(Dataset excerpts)
PR #181, opened 2017-07-26
(TK-449) Remove invalid cipher suite

justinstoller:
Previously we included an invalid cipher suite in our list of cipher
suites to register.

This causes a warning to be logged at start up.

This patch removes the invalid cipher suite from the list of cipher
suites we register.

### DIFF
--- a/doc/jetty-config.md
+++ b/doc/jetty-config.md
@@ -234,7 +234,6 @@ you'll need to use the all-caps cipher suite name.
 
 If not supplied, trapperkeeper uses this list of cipher suites:
 
-- `TLS_ECDHE_RSA_WITH_AES_256_CBC_SHA256`
 - `TLS_ECDHE_RSA_WITH_AES_256_CBC_SHA`
 - `TLS_ECDHE_RSA_WITH_AES_128_CBC_SHA256`
 - `TLS_ECDHE_RSA_WITH_AES_128_CBC_SHA`
--- a/src/puppetlabs/trapperkeeper/services/webserver/jetty9_config.clj
+++ b/src/puppetlabs/trapperkeeper/services/webserver/jetty9_config.clj
@@ -53,8 +53,7 @@
 ;;; risky for our downstream apps, thus it was decided that it makes sense to
 ;;; keep these overrides.
 (def acceptable-ciphers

§ **ASSIGNMENT**:
In the records, find every line that has the string "suites" and copy it.

§ **ANSWER FOR THE TASK**:
suites to register.
suites we register.
 If not supplied, trapperkeeper uses this list of cipher suites:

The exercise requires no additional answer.